## [What to do]
Count the lines below that contain "dispatcher". Give only the number.

── Input material

Issue #280, opened 2025-06-06
[FEA] Plumb kernel launch configuration such that it's accessible from rewriting and lowering phases


tpn:
Consider:

```python
threads_per_block = 32
items_per_thread = 4

@cuda.jit
def kernel1(d_in, d_out):
    thread_data = cuda.local.array(items_per_thread, dtype=dtype)
    cuda.block.load(
        d_in,
        thread_data,
        threads_per_block,
        items_per_thread,
    )
    cuda.block.store(
        d_out,
        thread_data,
        threads_per_block,
        items_per_thread,
    )
```

This is a common, canonical example for interacting with `cuda.coop` today.  Unfortunately, having the block dimensions `threads_per_block` (`blockDim`) be derived from a global/non-local/freevar prevents a user from writing a generic kernel that can be shared with other consumers (i.e. if they have a library which ships pre-written Numba CUDA kernels).

A workaround would be to plumb these items as kernel arguments, e.g.:

```
@cuda.jit
def kernel1(d_a, d_b, threads_per_block, items_per_thread):
    ...
```

That's fine for `items_per_thread`, but it means you'd have to duplicate `threads_per_block`, like this:

```python
kernel1[1, threads_per_block](d_in, d_out, threads_per_block, items_per_thread)
```

The ideal arrangement would look like this:

```python

@cuda.jit
def kernel(d_in, d_out, items_per_thread):
     thread_data = cuda.local.array(items_per_thread, dtype=d_in.dtype)
     cuda.block.load(
        d_in,
        thread_data,
        items_per_thread,
    )
    cuda.block.store(
        d_out,
        thread_data,
        items_per_thread,
    )

k = kernel1[1, threads_per_block]
# XXX ^ k = _LaunchConfig(), has all the juicy stuff like dims & smem.
k(d_a, d_b, items_per_thread=4)
```

At the `XXX` point above, there exists a `_LaunchConfiguration()` object which has all of the information we'd want downstream during rewriting and lowering (`blockDim`, smem, etc.).  Thus, it would be beneficial to have an official way of accessing that information from downstream (rewriting, lowering) contexts.

I am happy to take on the development for this work.

tpn:
PR: https://github.com/NVIDIA/numba-cuda/pull/288

PR #288, opened 2025-06-10
Implement a thread-local means to access kernel launch config.

tpn:
This allows downstream passes, such as rewriting, to access information about the kernel launch for which they have been enlisted to participate.

Posting this as a PR now to get feedback on the overall approach.  Assuming this solution is acceptable, I'll follow up with tests and docs.

### DIFF
--- a/numba_cuda/numba/cuda/dispatcher.py
+++ b/numba_cuda/numba/cuda/dispatcher.py
@@ -26,6 +26,7 @@ from numba.cuda.errors import (
     missing_launch_config_msg,
     normalize_kernel_dimensions,
 )
+from numba.cuda.launchconfig import launch_config_ctx
 from numba.cuda import types as cuda_types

────

## [Answer]
2